Wanting quick fixes and explanations is a bias that should be questioned as you say. It is
also rather transparent and easy to discuss. Various groups have challenged the original
paper of the National Cancer Council, Cleveland Clinic and the WPI. And done so formally
in published commentaries. What I don't see is the other side of the coin.
One example:- the (inappropriate) name "CFS" was coined by the CDC in the 1980's to
classify outbreaks of a "flu from which no one recovered". In 2010 the CDC conducts a
study. The case definition it uses excludes those after whom it itself named the disease.
(Because of the presence of neurological abnormalities). What is going on? Why has the
CDC altered it's research definition so dramatically? Why is this definition so at odds with
clinical experience? Is this warranted or not? I do not see scientific commentary discussing
this.
Another: it is a matter of public record that the CDC was at the receiving end of
congressional investigations for mis-appropriating money earmarked for CFS research.

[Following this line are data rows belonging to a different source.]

Issue #1397, opened 2018-01-11
Scheduled snapshots from Elasticsearch to S3


jtweed:
We also need to make sure we suppress visible records using the same query as the API.

Depends:
- #1668 
- #1663
- #1659
- #1661
- #1660

alexwlchan:
The current code is here: https://github.com/wellcometrust/dockerfiles/tree/master/elasticdump

It was meant to run as a standalone task; we'll probably want to change it to be passed config directly if it's being run on a schedule.

jtweed:
When someone picks this up, I'd like to pair on it to learn a bit a how Terraform and ECS services work.

jtweed:
I would like us to set an approach here that we can use for all downloadable datasets, not just the Catalogue. We already have examples of other datasets we would like to make available both as an API and a downloadable dataset, eg. the Medical Officer of Health reports.

My proposal is therefore that we create a new subdomain for all downloadable datasets, that mirrors the structure for public APIs. The URL pattern should be:

`https://data.wellcomecollection.org/{api}/{version}/{type}.{format}`

This would be mapped to a public S3 bucket called `s3://wellcomecollection-public-data`.

If we use this to make data dumps available that don't have an associated API, the pattern would be:

`https://data.wellcomecollection.org/{dataset}/{type}.{format}`

Files should be gzipped, so the Catalogue API works would be available at:

`https://data.wellcomecollection.org/catalogue/v1/works.json.gz`

Outstanding questions:

- Do we need to date version the dumps? eg. `/catalogue/20180306-works.json.gz` or `/catalogue/20180306/works.json.gz`
- If so, should we always additionally provide the latest without a date in the filename?
- Is it weird using the API version like this? It provides a contract about the format of the data.

kenoir:
The API version is useful as it implies major format changes. 

We need to decide if we are happy to make date snapshots available, as we are likely to want to remove things from old snapshots (based on say author requests) and I don't think we want to deal with having to redact old snapshots.

alexwlchan:
> Do we need to date version the dumps? eg. /catalogue/20180306-works.json.gz or /catalogue/20180306/works.json.gz

I think so – and then dated data sets are immutable. If you download the 20180306 data set, you always get either:

* A 200 OK and the same data you would have got the previous day; or
* A 410 Gone if we've had to redact the data

Since the API doesn't make the guarantee of immutability, and it feels like that's one of the features/reasons we'd have the snapshots.

[...]

PR #1647, opened 2018-03-08
Add a data_api stack

kenoir:

Adds a new terraform stack for the mooted `data.wellcomecollection.org` services.

Part of: 

- https://github.com/wellcometrust/platform/issues/1397

### Who is this change for?

Folk who want to access (and make available) large datasets.

- [ ] Reviewed by @jtweed
- [ ] Deployed new versions
- [ ] Run `terraform apply`.

### DIFF
--- a/data_api/main.tf
+++ b/data_api/main.tf
@@ -1,0 +1,11 @@
+module "elasticdump" {
+  source        = "git::https://github.com/wellcometrust/terraform.git//ecs_script_task?ref=v1.0.0"
+  task_name     = "elasticdump"
+  app_uri       = "wellcome/elasticdump:latest"
+  task_role_arn = "${module.ecs_elasticdump_iam.task_role_arn}"
+
+  env_vars = [
+    "{\"name\": \"BUCKET\", \"value\": \"${var.elasticdump_config_bucket}\"}",
+    "{\"name\": \"S3_KEY\", \"value\": \"${var.elasticdump_config_s3_key}\"}",
+  ]
+}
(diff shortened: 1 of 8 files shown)


data_api/main.tf
```diff
@@ -0,0 +1,11 @@
+module "elasticdump" {
+  source        = "git::https://github.com/wellcometrust/terraform.git//ecs_script_task?ref=v1.0.0"
+  task_name     = "gatling_loris"
```
alexwlchan: ???

data_api/main.tf
```diff
@@ -0,0 +1,11 @@
+module "elasticdump" {
+  source        = "git::https://github.com/wellcometrust/terraform.git//ecs_script_task?ref=v1.0.0"
+  task_name     = "elasticdump"
+  app_uri       = "wellcome/elasticdump:latest"
+  task_role_arn = "${module.ecs_elasticdump_iam.task_role_arn}"
+
+  env_vars = [
+    "{\"name\": \"BUCKET\", \"value\": \"${var.elasticdump_config_bucket}\"}",
```
alexwlchan: Ick. We should make the module not be this way!

alexwlchan:
We should teach Travis that anything in the data_api folder should be ignored for non-data tasks.

data_api/main.tf
kenoir: I'm not sure it needs to at a more current version. 

This is really just a placeholder to add _some script task_ in the future.

kenoir:
@jtweed you mentioned you wanted to work on deploying a new service. This might be a good opportunity to do so.

PR #1648, opened 2018-03-08
Transform place of publication

alicefuzier:
✂️


catalogue_pipeline/transformer/src/test/scala/uk/ac/wellcome/transformer/transformers/SierraTransformableTransformerTest.scala
```diff
@@ -432,4 +432,44 @@ class SierraTransformableTransformerTest
...
+    val sierraTransformable = SierraTransformable(
+      sourceId = id,
+      maybeBibData =
+        Some(SierraBibRecord(id = id, data = data, modifiedDate = now())))
+
+    val transformedSierraRecord =
+      transformer.transform(sierraTransformable, version = 1)
+    transformedSierraRecord.isSuccess shouldBe true
+
+    transformedSierraRecord.get.get.placesOfPublication shouldBe List(
```
rgladwell: Might be clearer to assert something like `should contain only` here.

PR #1652, opened 2018-03-08
sierra_ids.md: add some notes on Sierra IDs, and how we store them

### LINKED ISSUE #1651: Do we need to support searching on variants of the Sierra system number?
The proposal in #1639 is that we store and present two forms of the Sierra ID:

* Without a prefix or check digit, e.g. `1234567`
* With a prefix and check digit, e.g. `b1234567x`

The Sierra manual says:

> When searching for a record number, if you don't know the check digit, you can substitute the
> character **a** for the check digit. For example, you could enter [.b1024364] as .b1024364a.

Elasticsearch won't know about this variant of the ID. Should we include it as an invisible identifier – indexed for search, but not visible to the user? Is this wildcard ever exposed to users? Is it supported in the current library search?

alexwlchan:
Notes some of the discussion from yesterday and today.

Resolves #1651.

### DIFF
--- a/docs/sierra_ids.md
+++ b/docs/sierra_ids.md
@@ -1,0 +1,115 @@
+# Sierra IDs
+
+The Sierra IDs returned by the Sierra API are seven digits long,
+for example `1234567`.
+
+However, there are several optional features of a Sierra ID:
+
+*   A leading period (`.`)
+
+*   A one-character tag to identify the type -- for example, `b` for a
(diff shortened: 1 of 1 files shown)


alexwlchan:
Probably best reviewed in the Markdown preview: https://github.com/wellcometrust/platform/blob/sierra-ids-docs/docs/sierra_ids.md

Money was allegedly diverted for "more worthy research". Many of the same people are
involved in the recent research. Is not the onus on the CDC to keep this issue in the open?
The potential confirmation bias of those producing the Sep 2009 paper has been formally
discussed. But none of those 3 labs have been charged with finds mis-appropriation.
Where are the questions to the CDC from the scientific community requesting affirmation
that past history has not biased the recent study?